→ **Exercise directions**
Scan the records for the string "bytearray"; copy each line where it occurs.

Segment Start: Data shown

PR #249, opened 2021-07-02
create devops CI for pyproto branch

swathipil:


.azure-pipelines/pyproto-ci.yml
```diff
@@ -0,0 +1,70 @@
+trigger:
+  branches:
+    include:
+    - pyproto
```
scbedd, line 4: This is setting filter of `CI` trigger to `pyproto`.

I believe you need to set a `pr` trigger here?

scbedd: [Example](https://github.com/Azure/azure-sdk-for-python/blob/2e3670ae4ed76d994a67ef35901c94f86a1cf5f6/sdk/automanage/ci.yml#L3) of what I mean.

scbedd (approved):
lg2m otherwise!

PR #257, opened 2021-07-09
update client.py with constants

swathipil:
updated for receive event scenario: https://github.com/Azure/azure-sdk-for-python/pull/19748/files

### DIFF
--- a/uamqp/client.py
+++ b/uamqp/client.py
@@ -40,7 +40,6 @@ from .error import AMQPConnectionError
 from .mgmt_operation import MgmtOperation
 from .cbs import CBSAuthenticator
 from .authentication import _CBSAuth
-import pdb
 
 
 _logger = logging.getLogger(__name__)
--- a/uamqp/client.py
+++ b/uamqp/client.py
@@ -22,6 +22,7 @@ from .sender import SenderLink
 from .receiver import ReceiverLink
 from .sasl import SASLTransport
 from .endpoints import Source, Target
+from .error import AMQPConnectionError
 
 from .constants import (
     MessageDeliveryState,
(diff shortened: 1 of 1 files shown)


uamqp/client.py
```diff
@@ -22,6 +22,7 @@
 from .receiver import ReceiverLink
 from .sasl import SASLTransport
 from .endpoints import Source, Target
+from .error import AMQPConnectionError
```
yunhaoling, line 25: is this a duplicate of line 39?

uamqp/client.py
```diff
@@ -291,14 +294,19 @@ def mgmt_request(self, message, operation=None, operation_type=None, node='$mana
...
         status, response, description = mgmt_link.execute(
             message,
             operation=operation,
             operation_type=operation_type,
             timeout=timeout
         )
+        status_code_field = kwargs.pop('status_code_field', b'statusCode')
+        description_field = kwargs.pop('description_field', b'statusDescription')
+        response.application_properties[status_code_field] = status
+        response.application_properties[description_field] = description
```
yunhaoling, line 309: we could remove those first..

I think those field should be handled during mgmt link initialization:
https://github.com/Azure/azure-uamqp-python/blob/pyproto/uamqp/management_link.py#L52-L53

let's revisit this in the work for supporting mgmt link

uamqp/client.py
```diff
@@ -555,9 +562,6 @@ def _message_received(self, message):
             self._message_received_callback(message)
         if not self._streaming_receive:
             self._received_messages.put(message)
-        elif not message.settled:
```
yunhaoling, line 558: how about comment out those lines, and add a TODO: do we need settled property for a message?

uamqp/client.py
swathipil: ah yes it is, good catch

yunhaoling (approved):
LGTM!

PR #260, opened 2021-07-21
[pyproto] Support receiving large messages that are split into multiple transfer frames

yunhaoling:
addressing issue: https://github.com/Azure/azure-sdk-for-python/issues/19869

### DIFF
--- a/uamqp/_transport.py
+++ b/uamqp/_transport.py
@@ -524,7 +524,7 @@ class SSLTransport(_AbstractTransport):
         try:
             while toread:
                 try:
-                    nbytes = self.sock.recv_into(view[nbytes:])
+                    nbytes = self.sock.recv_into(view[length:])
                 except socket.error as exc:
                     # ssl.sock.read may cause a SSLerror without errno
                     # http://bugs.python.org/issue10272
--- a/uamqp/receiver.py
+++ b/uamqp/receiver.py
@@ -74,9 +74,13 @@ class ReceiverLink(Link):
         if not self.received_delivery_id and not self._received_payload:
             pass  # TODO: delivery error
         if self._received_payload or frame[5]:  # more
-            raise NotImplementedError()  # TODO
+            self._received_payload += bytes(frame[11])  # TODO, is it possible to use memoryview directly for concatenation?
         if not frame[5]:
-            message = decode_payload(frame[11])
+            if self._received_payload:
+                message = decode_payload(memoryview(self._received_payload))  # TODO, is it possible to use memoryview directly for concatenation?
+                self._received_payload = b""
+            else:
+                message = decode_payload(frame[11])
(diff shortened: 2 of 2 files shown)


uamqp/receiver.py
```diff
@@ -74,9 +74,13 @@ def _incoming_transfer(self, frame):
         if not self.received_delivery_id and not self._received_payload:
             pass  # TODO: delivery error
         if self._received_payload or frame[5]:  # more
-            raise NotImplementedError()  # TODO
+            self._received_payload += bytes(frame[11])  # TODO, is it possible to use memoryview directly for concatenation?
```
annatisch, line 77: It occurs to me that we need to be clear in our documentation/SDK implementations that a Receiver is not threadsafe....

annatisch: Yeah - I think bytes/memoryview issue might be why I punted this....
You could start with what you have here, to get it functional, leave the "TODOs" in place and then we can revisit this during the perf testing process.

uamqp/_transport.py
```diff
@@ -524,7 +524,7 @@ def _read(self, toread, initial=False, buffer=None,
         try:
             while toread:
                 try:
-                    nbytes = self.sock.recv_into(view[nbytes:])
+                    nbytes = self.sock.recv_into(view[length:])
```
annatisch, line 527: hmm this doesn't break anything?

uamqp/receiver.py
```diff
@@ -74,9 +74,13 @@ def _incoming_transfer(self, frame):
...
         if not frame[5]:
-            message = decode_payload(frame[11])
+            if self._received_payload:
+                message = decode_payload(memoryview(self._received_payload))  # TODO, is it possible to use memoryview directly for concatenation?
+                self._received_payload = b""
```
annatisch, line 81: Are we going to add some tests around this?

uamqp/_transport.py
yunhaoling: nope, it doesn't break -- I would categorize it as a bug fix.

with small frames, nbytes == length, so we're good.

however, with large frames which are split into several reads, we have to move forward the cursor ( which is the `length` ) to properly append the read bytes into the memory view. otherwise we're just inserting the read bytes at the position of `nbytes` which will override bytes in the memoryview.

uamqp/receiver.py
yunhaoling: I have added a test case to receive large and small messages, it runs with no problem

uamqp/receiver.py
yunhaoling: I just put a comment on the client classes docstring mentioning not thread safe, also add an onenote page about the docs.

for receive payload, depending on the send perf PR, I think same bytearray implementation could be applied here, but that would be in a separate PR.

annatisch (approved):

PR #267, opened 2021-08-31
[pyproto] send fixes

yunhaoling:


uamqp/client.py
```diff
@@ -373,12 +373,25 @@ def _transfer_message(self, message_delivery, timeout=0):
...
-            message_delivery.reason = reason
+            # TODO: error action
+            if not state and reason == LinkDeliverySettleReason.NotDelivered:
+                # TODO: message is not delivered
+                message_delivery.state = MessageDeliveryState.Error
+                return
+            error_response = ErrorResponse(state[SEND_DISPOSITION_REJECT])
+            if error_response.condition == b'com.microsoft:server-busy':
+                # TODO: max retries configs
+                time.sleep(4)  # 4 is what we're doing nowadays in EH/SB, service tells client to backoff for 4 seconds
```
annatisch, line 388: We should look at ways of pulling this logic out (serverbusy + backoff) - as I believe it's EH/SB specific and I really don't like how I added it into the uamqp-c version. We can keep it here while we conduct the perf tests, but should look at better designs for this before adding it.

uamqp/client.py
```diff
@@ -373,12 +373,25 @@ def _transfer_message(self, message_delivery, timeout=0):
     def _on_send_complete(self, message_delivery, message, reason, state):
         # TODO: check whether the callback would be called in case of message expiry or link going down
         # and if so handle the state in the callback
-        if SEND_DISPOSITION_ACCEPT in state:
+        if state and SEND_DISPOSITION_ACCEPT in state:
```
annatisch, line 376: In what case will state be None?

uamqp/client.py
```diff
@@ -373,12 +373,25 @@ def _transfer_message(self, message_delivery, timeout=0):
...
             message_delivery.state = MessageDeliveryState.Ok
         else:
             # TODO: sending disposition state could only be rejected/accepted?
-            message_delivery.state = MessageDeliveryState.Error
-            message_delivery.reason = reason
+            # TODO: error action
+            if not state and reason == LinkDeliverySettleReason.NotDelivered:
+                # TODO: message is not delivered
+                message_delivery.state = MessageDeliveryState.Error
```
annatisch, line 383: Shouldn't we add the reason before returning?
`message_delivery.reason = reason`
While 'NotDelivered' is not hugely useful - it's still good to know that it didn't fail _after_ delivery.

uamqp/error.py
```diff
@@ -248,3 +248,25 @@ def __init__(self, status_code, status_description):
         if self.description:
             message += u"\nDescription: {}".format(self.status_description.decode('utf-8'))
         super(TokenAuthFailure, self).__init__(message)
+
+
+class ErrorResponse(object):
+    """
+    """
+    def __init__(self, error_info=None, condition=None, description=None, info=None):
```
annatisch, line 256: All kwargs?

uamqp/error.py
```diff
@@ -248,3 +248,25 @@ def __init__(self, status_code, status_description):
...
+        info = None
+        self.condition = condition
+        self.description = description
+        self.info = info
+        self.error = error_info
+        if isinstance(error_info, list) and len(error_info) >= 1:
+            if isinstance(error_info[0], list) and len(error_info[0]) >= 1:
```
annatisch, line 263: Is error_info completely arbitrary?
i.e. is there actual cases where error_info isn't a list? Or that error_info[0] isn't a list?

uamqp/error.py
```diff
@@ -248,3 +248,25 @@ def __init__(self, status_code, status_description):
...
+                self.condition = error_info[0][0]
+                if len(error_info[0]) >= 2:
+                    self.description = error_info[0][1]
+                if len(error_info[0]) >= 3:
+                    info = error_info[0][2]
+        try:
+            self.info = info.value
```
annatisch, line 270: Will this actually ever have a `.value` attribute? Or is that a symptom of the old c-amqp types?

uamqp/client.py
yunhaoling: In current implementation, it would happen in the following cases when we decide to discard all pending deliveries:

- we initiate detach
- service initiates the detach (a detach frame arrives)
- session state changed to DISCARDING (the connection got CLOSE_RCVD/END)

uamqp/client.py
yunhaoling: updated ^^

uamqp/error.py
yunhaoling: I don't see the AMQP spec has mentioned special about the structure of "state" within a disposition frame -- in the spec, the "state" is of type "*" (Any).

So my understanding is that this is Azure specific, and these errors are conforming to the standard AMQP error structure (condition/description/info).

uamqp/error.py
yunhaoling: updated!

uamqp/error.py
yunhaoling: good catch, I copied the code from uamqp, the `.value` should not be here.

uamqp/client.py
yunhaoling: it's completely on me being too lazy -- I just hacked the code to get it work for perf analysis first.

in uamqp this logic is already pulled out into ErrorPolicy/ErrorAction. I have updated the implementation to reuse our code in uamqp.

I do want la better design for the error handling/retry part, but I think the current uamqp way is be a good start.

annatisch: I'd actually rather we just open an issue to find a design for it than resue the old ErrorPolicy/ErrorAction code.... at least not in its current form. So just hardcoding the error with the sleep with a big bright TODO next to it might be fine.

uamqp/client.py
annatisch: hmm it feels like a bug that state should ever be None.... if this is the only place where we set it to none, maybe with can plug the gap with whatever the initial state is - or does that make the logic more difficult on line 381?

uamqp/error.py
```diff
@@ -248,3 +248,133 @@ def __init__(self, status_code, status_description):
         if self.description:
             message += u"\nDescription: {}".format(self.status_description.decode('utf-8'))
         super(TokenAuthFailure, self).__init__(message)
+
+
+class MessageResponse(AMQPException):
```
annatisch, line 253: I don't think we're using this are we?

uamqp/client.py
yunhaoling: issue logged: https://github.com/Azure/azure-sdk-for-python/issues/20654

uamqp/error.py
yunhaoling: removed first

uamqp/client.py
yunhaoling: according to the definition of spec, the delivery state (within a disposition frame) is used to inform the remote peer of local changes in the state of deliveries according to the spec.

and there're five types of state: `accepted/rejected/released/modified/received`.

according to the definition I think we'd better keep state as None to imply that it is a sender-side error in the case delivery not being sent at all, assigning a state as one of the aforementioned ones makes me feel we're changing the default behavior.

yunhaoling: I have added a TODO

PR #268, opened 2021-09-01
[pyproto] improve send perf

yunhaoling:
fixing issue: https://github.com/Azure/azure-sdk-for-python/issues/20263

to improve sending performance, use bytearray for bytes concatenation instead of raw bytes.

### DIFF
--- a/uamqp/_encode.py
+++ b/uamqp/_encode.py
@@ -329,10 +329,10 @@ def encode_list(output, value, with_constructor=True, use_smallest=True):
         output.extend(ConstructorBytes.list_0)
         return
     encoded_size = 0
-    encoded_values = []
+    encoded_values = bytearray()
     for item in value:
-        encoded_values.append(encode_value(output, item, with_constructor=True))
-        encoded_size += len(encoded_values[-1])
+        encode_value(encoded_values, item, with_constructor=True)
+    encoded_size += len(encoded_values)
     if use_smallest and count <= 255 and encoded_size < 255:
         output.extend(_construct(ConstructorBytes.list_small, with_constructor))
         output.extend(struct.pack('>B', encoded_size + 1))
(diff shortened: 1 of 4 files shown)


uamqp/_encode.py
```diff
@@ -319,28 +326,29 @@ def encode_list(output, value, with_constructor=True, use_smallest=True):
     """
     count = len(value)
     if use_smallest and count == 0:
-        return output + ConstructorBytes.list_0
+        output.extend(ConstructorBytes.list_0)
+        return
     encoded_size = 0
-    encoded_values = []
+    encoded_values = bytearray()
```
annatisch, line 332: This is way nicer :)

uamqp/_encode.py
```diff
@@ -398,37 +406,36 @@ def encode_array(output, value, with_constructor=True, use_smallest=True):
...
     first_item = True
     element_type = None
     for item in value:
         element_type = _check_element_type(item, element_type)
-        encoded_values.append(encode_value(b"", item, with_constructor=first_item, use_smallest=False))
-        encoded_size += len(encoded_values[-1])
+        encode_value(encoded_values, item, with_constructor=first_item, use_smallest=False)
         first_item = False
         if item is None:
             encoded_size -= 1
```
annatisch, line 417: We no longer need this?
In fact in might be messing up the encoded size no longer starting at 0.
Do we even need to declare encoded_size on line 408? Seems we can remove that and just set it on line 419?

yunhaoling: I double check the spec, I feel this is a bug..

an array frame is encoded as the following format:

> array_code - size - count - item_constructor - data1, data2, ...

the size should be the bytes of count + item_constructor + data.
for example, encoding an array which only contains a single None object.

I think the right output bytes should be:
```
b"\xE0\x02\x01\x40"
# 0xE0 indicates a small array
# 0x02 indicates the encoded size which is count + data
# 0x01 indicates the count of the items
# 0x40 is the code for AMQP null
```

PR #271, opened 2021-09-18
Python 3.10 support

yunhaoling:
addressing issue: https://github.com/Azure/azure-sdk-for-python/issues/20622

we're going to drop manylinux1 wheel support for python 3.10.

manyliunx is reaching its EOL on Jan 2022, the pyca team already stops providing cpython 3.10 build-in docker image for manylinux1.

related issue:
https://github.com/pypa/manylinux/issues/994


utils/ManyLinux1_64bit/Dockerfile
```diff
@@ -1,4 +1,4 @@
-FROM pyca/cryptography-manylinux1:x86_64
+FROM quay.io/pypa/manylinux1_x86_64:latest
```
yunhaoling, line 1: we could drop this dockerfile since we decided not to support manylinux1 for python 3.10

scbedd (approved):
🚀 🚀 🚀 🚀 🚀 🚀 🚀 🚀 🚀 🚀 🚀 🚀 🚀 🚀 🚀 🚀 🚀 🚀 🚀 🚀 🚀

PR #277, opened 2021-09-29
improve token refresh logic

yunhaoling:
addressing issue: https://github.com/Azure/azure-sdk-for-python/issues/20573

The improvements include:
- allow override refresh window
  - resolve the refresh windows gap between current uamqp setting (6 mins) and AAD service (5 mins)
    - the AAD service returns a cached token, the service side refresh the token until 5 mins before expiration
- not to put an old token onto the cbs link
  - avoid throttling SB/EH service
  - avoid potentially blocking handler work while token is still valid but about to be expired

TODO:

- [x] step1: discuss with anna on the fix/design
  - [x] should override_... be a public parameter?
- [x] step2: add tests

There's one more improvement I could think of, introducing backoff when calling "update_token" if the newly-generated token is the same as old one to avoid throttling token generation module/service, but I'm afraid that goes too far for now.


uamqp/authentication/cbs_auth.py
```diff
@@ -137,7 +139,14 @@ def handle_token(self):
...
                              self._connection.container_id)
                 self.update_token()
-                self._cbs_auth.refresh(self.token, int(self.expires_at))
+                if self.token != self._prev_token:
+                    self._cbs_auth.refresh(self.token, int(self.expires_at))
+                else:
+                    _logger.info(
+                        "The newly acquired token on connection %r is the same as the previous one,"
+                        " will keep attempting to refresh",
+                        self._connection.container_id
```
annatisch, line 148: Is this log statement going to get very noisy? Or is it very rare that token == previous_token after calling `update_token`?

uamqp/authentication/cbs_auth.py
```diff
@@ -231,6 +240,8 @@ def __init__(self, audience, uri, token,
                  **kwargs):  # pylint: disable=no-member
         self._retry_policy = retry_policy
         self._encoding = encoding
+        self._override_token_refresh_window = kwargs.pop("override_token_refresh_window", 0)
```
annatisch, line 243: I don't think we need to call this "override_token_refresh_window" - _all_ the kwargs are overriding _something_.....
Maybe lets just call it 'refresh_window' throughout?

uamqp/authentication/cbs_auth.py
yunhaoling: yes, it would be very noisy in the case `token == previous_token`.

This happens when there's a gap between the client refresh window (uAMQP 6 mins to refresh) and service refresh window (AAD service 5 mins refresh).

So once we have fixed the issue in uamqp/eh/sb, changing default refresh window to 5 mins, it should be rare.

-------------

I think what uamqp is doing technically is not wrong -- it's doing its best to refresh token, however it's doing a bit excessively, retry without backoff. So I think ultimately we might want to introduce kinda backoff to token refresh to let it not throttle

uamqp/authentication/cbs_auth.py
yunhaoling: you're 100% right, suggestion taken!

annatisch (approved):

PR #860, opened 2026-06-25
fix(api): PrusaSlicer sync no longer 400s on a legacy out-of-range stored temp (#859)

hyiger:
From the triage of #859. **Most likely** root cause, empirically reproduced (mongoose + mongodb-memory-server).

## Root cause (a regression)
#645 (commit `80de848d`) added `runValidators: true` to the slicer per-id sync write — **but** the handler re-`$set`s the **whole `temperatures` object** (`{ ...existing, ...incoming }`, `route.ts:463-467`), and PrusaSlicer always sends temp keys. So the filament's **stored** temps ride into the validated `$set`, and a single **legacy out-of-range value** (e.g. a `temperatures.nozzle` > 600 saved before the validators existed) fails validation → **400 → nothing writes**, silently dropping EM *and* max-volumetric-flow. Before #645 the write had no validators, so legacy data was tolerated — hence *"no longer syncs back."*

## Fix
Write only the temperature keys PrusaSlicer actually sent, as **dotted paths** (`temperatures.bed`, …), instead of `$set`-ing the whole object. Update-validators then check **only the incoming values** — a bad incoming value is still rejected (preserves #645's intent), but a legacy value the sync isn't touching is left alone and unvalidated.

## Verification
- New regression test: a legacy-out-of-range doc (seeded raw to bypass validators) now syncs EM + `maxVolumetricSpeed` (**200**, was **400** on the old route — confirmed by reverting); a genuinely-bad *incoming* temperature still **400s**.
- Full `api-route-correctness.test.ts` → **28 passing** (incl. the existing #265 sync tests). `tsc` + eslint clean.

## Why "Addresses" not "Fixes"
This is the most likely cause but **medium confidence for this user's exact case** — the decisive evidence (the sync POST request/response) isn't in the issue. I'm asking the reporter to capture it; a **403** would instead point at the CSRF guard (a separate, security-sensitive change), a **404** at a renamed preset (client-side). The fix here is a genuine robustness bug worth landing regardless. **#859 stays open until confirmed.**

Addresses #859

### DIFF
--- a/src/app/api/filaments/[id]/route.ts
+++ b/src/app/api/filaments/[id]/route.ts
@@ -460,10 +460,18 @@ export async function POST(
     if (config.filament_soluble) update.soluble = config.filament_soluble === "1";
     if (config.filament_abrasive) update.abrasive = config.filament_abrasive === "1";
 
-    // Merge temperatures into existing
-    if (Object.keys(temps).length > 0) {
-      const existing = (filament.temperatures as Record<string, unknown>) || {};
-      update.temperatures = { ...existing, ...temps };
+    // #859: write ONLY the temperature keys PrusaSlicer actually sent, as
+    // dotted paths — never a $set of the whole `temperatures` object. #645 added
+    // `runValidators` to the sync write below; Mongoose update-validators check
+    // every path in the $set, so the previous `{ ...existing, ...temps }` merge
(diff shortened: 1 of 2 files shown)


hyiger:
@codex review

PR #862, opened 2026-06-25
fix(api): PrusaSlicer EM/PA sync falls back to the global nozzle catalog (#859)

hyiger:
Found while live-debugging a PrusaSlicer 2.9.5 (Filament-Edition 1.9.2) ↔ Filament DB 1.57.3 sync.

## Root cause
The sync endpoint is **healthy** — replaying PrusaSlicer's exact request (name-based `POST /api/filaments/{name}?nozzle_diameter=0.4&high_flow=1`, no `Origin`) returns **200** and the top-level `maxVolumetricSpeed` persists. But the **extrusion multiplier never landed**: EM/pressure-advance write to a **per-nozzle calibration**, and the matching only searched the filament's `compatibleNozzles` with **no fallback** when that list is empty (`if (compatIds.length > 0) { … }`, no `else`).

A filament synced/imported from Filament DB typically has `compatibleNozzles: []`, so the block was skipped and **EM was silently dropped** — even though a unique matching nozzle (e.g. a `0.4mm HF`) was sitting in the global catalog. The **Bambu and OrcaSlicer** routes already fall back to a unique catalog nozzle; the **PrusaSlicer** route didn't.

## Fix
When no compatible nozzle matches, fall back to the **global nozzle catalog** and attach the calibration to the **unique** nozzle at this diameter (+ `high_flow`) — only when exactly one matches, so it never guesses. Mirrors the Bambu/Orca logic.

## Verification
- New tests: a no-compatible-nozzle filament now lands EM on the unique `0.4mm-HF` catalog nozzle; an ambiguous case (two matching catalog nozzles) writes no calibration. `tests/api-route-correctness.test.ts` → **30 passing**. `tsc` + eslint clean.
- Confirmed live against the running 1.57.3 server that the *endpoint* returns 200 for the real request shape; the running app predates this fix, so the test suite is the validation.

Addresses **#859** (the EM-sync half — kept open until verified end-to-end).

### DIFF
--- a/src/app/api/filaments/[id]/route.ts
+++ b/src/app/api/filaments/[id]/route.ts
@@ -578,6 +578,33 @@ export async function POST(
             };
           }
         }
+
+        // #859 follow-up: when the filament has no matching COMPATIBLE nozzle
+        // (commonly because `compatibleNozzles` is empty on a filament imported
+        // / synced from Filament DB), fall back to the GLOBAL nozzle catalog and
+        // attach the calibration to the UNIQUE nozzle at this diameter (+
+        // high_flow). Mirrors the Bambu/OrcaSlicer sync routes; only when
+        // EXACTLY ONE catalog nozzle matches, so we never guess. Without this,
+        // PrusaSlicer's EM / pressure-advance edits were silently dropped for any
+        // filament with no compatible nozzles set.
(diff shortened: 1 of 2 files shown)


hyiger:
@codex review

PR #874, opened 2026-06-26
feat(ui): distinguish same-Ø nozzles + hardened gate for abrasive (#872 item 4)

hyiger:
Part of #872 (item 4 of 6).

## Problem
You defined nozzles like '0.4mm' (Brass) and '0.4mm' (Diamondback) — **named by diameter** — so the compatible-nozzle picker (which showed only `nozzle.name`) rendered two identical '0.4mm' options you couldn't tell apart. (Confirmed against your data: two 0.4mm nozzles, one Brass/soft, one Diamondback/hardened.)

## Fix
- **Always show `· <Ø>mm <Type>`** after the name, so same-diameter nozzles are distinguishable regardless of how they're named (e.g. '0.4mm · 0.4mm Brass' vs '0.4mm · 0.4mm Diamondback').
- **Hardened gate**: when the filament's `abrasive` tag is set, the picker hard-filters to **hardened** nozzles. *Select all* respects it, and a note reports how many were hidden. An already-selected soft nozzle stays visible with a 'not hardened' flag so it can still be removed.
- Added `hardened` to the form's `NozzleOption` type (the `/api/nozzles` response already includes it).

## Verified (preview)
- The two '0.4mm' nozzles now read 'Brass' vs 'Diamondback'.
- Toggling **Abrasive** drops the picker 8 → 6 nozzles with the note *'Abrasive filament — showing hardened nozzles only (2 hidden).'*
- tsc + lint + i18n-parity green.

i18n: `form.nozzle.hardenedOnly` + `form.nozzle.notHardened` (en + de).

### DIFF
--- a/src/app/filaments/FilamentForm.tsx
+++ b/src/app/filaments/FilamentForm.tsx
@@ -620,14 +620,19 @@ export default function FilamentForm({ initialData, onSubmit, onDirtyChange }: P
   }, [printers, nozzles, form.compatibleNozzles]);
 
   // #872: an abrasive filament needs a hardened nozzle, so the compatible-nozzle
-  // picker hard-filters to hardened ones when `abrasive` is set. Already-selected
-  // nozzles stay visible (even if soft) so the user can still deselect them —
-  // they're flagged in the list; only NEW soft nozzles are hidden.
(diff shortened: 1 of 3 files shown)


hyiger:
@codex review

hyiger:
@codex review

Segment End: Data shown

→ **Finished task**
for receive payload, depending on the send perf PR, I think same bytearray implementation could be applied here, but that would be in a separate PR.
to improve sending performance, use bytearray for bytes concatenation instead of raw bytes.
+    encoded_values = bytearray()
+    encoded_values = bytearray()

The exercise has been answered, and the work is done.